The large conjunct approach, which stands in opposition to such a small conjunct approach, attempts to address such data in terms full underlying clauses. For instance:

(1) [Frank saw {a girl}] and [Bill greeted a girl].

The pointy brackets { } indicate material that has been elided or deleted and is therefore not actually present on the surface. It should be apparent why such an analysis can be called a 'large conjunct' approach. Exactly what the underlying mechanism is called that elides or deletes missing material varies. Some might call it Conjunction Reduction or Right Node Raising or...

The problem with the large conjunct approach is that it suggests a meaning should be present that is often not available. Consider the contrast in meaning across the next two sentences:

(2) [Larry scrounged together] and [Sam borrowed] a total of 1000 dollars.

(3) [Larry scrounged together {a total of 1000 dollars}] and [Sam borrowed a total of 1000 dollars].
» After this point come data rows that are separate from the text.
PR #98089, opened 2026-08-29
fix(telegram): send explicit video dimensions

shrimpapplepro:
## Bug Description

Telegram can render an uploaded MP4 with the wrong preview aspect ratio when `sendVideo` is called without explicit dimensions. In a live reproduction, a 1280×720 H.264/AAC video was displayed close to 4:3 even though the file itself reported a 16:9 display aspect ratio.

No matching open or closed issue/PR was found for this symptom.

## Root Cause

`TelegramAdapter.send_video()` uploaded the file without `width`, `height`, or `supports_streaming`. Telegram therefore had to infer the video geometry during server-side processing, and that inference was incorrect for the reproduced file.

## Fix

- Best-effort probe the first video stream with `ffprobe` off the asyncio event loop.
- Apply MP4 display-matrix rotation so 90°/270° phone videos send swapped display dimensions.
- Pass the resulting display `width` and `height` explicitly to Telegram.
- Set `supports_streaming=True` for native video uploads.
- Preserve the previous behavior when `ffprobe` is unavailable or the file cannot be probed.
- Add regression coverage for Bot API payloads, display rotation, unavailable `ffprobe`, malformed output, and probe timeouts.

## How to Verify

1. Send a 1280×720 MP4 through a `MEDIA:` response on Telegram.
2. Confirm the message renders as a 16:9 native video preview and streams normally.
3. Confirm the adapter sends `width=1280`, `height=720`, and `supports_streaming=True`.

## Test Plan

- [x] Added regression test for this bug
- [x] Existing Telegram gateway tests pass
- [x] Manual verification of the fix on Telegram

Commands run:

```bash
uv run --python 3.11 --with pytest --with pytest-asyncio pytest tests/gateway/test_telegram*.py tests/gateway/test_tts_media_routing.py -q -o 'addopts='
# 607 passed

uv run --python 3.11 --with ruff ruff check plugins/platforms/telegram/adapter.py tests/gateway/test_telegram_media_read_timeout.py
# All checks passed
```

## Risk Assessment

Low — the change is limited to Telegram native video sends. Probing is best-effort, bounded by a five-second timeout, and runs in a worker thread. If probing fails, the adapter still uploads the video with the previous inference behavior while retaining `supports_streaming=True`.

### DIFF
--- a/plugins/platforms/telegram/adapter.py
+++ b/plugins/platforms/telegram/adapter.py
@@ -15,6 +15,8 @@ import logging
 import os
 import html as _html
 import re
+import shutil
+import subprocess
 import threading
 import time
 from contextvars import ContextVar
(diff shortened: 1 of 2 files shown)


Enough1122:

**Overall:** Fixes Telegram preview aspect ratio by sending explicit video dimensions.

**What it does**
- `plugins/platforms/telegram/adapter.py:21` adds `_probe_video_dimensions(video_path)` via `ffprobe -select_streams v:0 -show_entries stream=width,height:stream_side_data=rotation -of json` with 5s timeout and `windows_hide_flags()`; swaps `w/h` on quarter-turn rotation (`adapter.py:68`).
- `adapter.py:88` calls it via `asyncio.to_thread` before `send_video` and includes `supports_streaming=True` plus `width`/`height` when probing succeeds (`adapter.py:91`).
- Best-effort: returns `None` without `ffprobe`, on non-zero exit, bad JSON, or `TimeoutExpired`, so media delivery still works.

**Non-blocking notes**
- `ffprobe` is invoked with `capture_output=True` + `text=True, errors="replace"` and `stdin=DEVNULL` — good hygiene; `check=False` avoids raising on non-zero.
- Thread offload (`to_thread`) prevents blocking the event loop for the 5s probe — correct.
- Rotation handling checks only the first side-data entry with a `rotation` field and uses `round(float(rotation)) % 180 == 90` — covers 90/270 and -90; 180 correctly leaves dimensions unchanged.

No functional issues found.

The analysis indicated in (3) assumes large conjuncts, that is, the conjuncts are complete clauses underlyingly and an ellipsis or deletion mechanism reduces the first clause down to its surface appearance. In contrast, the analysis indicated in (2) assumes small conjuncts, which means no appeal to ellipsis or deletion is made. It should be apparent that only the small conjunct approach captures the intended meaning, which is such that there is 1000 dollars altogether, not 2000 dollars.

Given that the small conjunct approach comes out ahead in this area, it is nevertheless challenged in major ways. Above all, it has to account for the nature of the non-constituent strings that can and cannot be coordinated.

Finally, note that most phrase structure grammars in general are challenged in major ways by such data, since the implication is that the phrase/constituent is not the crucial unit of analysis that one needs to establish a tractable approach to coordination.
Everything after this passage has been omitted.